(Aim of the exercise)
Scan the entries below for "idea" and copy each line that holds it.

(Records shown Opens)

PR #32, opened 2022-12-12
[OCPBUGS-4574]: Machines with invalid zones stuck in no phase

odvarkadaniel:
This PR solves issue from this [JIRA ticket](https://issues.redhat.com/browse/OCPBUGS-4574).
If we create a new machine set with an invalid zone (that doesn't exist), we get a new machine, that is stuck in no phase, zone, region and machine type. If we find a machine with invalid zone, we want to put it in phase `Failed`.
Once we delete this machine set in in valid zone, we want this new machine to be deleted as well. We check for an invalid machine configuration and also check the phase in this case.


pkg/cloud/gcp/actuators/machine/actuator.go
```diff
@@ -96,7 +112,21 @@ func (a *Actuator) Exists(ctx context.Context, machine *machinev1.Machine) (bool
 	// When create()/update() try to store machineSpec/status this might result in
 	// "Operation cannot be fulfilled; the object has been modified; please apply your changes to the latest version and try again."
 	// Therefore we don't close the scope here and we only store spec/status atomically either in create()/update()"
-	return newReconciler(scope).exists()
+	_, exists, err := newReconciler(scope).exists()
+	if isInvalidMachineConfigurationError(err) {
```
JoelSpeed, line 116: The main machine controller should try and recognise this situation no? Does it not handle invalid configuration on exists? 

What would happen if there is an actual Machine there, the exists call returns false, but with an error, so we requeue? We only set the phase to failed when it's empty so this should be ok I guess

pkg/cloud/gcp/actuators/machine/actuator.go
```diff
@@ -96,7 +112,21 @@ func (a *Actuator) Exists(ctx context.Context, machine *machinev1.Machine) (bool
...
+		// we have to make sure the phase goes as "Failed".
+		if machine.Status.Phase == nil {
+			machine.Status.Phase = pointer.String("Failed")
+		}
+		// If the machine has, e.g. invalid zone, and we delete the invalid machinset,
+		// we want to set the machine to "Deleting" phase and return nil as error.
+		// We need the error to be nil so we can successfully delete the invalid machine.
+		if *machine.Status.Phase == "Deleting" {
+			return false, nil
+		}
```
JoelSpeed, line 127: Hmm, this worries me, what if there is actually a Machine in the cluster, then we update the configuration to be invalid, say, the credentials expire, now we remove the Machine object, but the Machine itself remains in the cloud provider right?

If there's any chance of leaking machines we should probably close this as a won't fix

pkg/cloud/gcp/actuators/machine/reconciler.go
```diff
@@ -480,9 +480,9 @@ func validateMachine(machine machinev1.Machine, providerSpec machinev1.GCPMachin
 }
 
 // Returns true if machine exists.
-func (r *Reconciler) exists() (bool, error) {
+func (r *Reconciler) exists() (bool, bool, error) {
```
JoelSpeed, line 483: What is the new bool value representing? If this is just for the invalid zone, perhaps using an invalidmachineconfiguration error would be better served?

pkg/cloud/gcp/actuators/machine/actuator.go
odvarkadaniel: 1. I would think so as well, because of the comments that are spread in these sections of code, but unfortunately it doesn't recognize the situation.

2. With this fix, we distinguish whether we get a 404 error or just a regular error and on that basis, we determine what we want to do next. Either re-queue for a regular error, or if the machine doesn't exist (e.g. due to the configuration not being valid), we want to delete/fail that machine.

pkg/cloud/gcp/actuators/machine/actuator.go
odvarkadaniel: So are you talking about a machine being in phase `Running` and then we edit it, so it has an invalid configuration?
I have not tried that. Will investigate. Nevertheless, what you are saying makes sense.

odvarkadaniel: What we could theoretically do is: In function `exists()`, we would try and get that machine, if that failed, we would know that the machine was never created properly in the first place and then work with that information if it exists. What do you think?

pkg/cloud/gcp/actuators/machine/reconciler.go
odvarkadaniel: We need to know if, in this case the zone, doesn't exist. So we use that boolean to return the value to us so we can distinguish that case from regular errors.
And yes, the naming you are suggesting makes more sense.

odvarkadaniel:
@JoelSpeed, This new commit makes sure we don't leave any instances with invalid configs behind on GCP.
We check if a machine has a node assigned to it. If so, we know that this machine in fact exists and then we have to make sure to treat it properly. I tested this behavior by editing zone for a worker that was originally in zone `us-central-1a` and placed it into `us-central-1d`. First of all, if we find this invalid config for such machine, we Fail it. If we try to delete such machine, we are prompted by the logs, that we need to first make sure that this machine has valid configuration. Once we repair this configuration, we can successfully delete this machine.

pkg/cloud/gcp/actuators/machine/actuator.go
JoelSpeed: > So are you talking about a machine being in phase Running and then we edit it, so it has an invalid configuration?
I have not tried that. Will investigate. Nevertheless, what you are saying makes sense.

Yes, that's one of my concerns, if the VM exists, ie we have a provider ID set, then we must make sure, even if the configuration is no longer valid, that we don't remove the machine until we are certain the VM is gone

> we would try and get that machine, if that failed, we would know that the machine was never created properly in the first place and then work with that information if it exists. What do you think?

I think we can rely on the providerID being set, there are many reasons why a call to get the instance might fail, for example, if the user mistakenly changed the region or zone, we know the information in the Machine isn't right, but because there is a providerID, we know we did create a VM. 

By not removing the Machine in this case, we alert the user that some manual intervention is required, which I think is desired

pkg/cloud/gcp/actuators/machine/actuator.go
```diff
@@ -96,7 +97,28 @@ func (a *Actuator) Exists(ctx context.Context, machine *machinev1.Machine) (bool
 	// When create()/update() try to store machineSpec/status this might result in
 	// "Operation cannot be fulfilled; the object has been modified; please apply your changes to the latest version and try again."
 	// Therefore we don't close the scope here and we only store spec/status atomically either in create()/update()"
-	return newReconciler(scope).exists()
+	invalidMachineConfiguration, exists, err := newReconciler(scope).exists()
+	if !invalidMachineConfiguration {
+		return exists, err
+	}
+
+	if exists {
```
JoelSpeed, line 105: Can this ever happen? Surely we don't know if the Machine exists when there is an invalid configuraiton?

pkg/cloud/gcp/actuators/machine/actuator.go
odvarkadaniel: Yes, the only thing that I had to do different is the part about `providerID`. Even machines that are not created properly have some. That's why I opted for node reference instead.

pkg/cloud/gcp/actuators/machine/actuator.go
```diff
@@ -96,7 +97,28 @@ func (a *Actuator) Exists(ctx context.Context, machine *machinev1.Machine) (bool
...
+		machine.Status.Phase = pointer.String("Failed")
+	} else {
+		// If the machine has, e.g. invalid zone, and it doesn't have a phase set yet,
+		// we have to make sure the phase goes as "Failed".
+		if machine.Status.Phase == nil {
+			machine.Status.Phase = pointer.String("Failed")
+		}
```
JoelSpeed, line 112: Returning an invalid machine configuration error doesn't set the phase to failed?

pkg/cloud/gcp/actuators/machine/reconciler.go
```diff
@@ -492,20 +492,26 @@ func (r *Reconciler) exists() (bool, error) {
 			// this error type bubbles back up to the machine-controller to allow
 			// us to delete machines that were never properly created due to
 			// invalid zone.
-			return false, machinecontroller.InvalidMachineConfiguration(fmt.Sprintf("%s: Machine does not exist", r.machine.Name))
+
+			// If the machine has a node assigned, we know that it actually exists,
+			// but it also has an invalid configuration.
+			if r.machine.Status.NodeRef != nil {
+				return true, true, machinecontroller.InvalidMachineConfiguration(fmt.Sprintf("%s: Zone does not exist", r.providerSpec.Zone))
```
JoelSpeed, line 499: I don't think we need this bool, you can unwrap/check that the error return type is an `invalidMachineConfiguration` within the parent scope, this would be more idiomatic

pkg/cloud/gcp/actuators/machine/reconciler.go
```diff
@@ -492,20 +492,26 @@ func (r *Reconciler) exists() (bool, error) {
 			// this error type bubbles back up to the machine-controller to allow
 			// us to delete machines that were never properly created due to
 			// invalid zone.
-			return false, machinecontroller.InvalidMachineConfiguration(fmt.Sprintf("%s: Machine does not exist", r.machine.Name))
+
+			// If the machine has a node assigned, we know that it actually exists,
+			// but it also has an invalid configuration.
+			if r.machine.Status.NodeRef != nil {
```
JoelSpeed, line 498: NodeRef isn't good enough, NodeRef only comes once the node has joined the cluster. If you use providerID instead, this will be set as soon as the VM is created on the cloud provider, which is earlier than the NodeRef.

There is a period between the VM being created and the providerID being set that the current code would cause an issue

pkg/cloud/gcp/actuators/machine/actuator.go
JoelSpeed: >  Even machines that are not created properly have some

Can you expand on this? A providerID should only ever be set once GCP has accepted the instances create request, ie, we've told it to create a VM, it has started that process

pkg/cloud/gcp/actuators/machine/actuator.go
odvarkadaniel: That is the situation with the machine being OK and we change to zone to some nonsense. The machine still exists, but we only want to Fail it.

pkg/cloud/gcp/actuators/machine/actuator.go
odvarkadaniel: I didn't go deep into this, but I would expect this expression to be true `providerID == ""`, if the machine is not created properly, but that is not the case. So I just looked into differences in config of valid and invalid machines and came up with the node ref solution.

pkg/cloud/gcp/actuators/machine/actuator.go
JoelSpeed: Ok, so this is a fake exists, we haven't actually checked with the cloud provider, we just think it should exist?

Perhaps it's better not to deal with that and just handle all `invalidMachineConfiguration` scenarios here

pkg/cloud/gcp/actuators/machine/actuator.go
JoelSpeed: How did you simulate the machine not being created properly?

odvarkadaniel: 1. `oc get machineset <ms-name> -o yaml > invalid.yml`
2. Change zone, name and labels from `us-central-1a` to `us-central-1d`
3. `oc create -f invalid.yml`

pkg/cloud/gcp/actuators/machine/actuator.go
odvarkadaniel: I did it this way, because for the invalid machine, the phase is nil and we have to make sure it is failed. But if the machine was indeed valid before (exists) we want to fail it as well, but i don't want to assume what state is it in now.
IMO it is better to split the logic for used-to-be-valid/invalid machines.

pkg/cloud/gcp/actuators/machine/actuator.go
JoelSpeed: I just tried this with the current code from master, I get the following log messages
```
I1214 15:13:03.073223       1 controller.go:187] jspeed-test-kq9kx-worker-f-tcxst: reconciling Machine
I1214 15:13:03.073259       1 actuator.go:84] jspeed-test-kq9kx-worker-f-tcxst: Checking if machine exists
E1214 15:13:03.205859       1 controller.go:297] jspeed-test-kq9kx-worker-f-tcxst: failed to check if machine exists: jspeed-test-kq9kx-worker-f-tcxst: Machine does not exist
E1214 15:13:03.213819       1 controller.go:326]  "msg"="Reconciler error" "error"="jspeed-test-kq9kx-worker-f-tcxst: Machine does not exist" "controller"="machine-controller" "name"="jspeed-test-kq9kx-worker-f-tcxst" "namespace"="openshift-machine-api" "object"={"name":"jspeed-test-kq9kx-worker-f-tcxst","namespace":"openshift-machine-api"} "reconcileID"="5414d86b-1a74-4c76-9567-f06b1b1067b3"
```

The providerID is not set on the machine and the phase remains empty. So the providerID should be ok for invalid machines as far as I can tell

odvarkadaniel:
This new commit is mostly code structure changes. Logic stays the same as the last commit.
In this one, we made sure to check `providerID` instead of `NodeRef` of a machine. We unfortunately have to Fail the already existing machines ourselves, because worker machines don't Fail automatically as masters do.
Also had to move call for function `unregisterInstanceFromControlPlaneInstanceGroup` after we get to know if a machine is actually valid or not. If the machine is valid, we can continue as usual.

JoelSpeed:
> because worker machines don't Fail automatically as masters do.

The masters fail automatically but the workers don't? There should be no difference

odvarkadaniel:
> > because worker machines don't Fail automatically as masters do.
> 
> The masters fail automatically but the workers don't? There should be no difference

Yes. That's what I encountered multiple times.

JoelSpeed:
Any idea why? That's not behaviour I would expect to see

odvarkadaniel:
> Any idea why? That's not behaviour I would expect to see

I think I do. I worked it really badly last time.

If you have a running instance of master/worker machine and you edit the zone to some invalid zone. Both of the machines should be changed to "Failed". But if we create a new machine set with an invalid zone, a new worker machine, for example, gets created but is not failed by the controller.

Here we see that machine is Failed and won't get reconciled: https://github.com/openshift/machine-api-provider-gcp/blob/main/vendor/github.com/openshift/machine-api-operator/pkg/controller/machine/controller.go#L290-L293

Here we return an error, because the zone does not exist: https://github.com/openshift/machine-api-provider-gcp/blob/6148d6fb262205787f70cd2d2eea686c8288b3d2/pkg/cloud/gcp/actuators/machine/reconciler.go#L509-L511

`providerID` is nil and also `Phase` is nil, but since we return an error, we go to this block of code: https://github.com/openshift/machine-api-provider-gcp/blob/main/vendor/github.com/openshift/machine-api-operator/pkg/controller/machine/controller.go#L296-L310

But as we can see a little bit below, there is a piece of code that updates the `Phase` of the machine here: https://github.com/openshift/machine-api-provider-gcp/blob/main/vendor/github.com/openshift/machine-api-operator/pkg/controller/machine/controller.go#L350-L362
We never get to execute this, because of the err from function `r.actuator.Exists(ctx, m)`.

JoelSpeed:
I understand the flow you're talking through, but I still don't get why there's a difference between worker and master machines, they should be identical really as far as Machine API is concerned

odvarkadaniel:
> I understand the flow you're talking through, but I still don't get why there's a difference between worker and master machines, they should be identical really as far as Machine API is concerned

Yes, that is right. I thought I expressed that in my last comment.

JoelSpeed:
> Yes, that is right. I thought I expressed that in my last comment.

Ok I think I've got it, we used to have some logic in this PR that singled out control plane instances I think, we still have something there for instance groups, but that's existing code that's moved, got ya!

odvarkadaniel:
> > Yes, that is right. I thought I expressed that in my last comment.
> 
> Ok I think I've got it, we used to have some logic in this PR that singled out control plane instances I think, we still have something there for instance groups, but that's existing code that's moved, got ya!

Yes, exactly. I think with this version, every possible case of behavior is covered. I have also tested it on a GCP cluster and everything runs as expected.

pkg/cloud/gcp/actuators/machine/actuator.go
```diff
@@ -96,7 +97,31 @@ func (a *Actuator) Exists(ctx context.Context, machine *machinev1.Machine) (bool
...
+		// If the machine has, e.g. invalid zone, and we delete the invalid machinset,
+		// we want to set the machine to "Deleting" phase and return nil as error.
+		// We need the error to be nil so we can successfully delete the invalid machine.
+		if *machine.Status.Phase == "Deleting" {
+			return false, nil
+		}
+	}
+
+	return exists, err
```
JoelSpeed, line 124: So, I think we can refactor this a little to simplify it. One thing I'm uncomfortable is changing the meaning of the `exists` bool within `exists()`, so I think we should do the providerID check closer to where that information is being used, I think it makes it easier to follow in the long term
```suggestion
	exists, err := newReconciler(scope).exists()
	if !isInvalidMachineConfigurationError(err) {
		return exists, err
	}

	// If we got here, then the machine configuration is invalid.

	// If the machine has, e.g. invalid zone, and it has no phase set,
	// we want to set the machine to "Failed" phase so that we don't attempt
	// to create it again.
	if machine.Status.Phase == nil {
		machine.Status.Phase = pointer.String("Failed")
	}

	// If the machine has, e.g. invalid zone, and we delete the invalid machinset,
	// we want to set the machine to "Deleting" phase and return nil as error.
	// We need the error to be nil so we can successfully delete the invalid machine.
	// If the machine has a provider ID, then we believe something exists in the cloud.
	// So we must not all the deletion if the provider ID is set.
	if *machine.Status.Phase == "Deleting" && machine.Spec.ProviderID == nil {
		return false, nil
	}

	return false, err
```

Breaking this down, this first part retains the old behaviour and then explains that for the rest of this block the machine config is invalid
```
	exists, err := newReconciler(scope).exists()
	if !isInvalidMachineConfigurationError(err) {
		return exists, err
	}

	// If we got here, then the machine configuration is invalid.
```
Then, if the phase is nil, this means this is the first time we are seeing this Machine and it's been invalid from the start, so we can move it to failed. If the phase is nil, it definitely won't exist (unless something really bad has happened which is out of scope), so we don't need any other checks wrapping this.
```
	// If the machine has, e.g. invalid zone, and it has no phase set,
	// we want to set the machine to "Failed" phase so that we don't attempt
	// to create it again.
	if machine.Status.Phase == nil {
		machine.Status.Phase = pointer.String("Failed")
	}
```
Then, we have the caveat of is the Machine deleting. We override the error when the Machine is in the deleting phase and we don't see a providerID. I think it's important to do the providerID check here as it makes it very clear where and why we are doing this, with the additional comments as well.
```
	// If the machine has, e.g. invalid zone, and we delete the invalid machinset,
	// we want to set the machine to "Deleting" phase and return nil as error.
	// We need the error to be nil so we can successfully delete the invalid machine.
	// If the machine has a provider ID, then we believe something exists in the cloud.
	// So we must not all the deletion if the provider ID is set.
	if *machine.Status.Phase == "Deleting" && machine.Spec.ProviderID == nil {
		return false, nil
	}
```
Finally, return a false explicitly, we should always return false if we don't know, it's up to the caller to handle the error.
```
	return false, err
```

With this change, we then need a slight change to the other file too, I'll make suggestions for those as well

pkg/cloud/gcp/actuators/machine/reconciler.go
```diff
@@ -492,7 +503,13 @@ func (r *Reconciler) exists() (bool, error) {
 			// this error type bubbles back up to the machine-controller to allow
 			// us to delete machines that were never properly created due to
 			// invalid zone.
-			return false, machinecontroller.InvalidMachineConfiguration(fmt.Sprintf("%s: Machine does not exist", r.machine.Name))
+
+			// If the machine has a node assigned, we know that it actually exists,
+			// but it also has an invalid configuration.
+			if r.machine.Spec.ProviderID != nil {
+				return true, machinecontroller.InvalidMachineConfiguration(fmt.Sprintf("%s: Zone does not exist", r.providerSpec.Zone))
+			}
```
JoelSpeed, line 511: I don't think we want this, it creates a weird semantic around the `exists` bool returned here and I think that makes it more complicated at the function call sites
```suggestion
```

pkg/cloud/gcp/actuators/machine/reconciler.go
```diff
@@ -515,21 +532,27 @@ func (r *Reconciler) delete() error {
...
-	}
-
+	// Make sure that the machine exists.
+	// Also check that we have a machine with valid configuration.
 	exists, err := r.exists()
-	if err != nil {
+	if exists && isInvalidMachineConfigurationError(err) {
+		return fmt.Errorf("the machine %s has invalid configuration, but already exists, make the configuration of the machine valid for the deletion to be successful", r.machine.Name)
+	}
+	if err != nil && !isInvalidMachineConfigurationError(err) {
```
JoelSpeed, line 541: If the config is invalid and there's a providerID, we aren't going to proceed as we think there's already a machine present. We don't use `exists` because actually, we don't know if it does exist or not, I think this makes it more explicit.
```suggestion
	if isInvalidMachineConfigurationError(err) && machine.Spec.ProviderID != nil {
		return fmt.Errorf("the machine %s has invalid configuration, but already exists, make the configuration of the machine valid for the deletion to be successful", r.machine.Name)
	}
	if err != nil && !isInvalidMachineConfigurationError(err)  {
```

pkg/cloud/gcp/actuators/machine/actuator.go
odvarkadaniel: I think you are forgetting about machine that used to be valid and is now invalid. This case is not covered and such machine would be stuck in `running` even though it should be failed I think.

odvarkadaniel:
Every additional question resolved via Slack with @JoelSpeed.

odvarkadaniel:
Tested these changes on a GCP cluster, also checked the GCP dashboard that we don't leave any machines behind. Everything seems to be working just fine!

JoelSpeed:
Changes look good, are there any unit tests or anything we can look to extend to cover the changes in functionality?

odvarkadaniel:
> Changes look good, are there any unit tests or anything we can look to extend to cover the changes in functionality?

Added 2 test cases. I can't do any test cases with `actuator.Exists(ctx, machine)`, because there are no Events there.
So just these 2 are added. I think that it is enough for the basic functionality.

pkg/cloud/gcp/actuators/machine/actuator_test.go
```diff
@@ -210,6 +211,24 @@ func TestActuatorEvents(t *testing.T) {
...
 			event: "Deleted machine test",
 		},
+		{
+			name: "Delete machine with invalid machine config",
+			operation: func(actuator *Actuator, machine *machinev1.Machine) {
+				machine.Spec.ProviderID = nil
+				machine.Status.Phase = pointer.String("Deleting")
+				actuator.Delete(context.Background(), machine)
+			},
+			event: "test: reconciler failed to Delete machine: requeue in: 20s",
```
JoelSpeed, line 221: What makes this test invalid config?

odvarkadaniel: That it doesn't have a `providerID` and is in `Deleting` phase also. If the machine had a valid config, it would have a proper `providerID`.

(Records shown Closes)
(Records shown Opens)

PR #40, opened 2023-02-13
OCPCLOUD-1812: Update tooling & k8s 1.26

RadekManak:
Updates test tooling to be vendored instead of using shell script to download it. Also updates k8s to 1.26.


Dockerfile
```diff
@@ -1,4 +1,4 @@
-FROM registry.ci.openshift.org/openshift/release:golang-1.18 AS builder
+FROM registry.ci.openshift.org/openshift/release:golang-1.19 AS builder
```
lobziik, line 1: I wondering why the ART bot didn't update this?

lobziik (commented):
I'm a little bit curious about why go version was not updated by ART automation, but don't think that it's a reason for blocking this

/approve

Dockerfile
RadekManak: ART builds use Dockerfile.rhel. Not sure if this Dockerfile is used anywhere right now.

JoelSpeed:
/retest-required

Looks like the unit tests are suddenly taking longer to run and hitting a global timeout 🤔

(Records shown Closes)
(Records shown Opens)

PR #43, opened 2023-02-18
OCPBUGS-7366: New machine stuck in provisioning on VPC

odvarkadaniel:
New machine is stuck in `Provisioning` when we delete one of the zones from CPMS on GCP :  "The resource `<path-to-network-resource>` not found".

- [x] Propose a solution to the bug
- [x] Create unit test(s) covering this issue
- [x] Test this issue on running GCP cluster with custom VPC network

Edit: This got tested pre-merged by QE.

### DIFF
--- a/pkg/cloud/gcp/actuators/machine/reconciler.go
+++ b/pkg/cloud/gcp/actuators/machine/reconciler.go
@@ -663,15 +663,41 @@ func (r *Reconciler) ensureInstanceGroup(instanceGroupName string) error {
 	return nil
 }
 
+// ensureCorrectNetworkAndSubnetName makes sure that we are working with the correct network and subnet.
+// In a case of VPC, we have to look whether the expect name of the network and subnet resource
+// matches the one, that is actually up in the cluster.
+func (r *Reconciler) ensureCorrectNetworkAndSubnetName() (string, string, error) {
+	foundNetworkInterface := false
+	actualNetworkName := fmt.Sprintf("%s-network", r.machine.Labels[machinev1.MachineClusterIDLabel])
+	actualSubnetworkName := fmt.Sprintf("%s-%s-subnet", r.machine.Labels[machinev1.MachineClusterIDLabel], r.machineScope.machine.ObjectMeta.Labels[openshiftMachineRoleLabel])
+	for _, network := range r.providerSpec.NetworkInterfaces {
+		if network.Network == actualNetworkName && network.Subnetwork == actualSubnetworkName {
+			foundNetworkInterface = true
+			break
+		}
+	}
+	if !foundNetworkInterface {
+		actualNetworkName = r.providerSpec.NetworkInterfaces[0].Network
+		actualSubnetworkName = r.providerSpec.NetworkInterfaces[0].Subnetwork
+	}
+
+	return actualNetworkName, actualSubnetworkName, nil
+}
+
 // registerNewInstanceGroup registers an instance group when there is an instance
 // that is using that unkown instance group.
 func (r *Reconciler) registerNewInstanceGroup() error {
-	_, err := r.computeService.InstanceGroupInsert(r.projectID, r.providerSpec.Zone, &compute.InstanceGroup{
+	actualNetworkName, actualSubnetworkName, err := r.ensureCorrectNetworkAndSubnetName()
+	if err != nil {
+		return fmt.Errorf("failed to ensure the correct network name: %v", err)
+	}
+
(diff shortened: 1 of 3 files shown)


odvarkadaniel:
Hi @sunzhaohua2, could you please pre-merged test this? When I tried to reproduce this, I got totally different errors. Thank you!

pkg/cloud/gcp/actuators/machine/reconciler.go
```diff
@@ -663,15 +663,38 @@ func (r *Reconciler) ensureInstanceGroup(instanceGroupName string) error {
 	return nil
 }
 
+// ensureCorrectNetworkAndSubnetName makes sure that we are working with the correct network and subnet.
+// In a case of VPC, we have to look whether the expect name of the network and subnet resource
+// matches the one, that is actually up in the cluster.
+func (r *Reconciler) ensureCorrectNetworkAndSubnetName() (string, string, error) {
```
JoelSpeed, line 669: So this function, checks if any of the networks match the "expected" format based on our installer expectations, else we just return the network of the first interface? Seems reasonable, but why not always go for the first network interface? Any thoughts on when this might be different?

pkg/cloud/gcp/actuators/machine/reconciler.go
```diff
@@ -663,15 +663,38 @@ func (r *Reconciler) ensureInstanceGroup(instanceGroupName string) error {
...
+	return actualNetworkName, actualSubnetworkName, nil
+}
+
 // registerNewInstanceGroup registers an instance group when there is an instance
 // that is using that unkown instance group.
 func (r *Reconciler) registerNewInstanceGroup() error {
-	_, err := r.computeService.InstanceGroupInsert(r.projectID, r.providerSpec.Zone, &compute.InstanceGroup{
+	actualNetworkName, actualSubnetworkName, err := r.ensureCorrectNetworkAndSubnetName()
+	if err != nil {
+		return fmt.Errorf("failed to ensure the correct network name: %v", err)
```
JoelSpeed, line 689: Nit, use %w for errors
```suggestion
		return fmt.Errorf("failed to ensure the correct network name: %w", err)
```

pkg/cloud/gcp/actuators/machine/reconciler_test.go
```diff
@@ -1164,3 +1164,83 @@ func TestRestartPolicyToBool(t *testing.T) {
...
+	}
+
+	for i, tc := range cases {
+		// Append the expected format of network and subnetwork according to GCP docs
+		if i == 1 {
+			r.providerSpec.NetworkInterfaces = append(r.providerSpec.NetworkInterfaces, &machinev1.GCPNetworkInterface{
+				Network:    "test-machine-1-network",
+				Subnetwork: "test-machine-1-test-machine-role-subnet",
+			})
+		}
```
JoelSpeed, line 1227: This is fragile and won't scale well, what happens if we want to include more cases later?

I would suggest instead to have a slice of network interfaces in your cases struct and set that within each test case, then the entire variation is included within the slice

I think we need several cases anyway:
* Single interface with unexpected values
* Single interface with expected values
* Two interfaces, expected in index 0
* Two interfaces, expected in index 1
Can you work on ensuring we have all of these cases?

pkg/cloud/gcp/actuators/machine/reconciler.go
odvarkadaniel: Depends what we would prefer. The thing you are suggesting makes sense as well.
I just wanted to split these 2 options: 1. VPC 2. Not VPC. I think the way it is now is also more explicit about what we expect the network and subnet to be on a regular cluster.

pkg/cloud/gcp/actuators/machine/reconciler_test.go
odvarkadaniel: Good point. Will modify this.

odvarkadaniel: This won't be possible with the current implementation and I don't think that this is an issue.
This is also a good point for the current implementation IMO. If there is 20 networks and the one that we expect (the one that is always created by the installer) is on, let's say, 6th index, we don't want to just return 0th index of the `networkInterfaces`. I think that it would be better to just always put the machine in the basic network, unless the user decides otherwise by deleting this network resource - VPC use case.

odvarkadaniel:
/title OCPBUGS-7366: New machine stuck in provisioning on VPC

(Records shown Closes)

(Solution for this exercise)
Any idea why? That's not behaviour I would expect to see
> Any idea why? That's not behaviour I would expect to see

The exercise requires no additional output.